Additional information
- Time zone: PET (UTC-5);

= Lobos de Tierra =

Island belonging to Peru

Lobos de Tierra is a Peruvian island situated 19 km from the mainland close to the Illescas Peninsula and the boundary between the departments of Piura and Lambayeque regions. Its area is 16 km^{2}, its approximate length is 10 km, and its approximate width is 3 km. Around the island there are several islets such as El León and Albatros.

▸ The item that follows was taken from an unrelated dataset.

Issue #3331, opened 2017-03-22
Add option in broker to use PFX files


karthiknadig:
This method of aquiring the x509 certificate is preferred on linux.

int19h:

It is part of Peru’s Guano Islands, Islets, and Capes National Reserve System.

==History==
In 1863 the island was estimated to have guano deposits of almost 7 million metric tons, which were then exploited without any control. The number proved to be an overestimate and today that wealth has almost disappeared and the little remaining guano does not have the same quality as before.

==Environment==
The climate of Lobos de Tierra is warm and dry. It owes its name to its proximity to the coast and the presence of eared seals ("lobo marino" in Spanish, or "sea wolves"). At times blue whales can be seen.

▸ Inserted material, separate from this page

Issue #3356, opened 2017-03-28
Crash on create new remote workspace


tkkasimov:
I'm have remote Windows Server 2012 with SQL Server 2016 and installed R Services and I'm want to connect to this from my notebook over vpn. Notebook environment: Windows 10, Visual Studio 2015 with update 3, .NET Framework 4.6.2. When I try add new workspace https://"remoteip":5444, visual studio crashes.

The island is home to birds such as the kelp gulls, boobies and cormorants who were the primary producers during the heyday of guano collecting. It has been designated an Important Bird Area (IBA) by BirdLife International because it supports significant populations of resident or breeding seabirds, including Humboldt penguins, Peruvian diving-petrels, Peruvian pelicans, blue-footed and Peruvian boobies, and red-legged and guanay cormorants.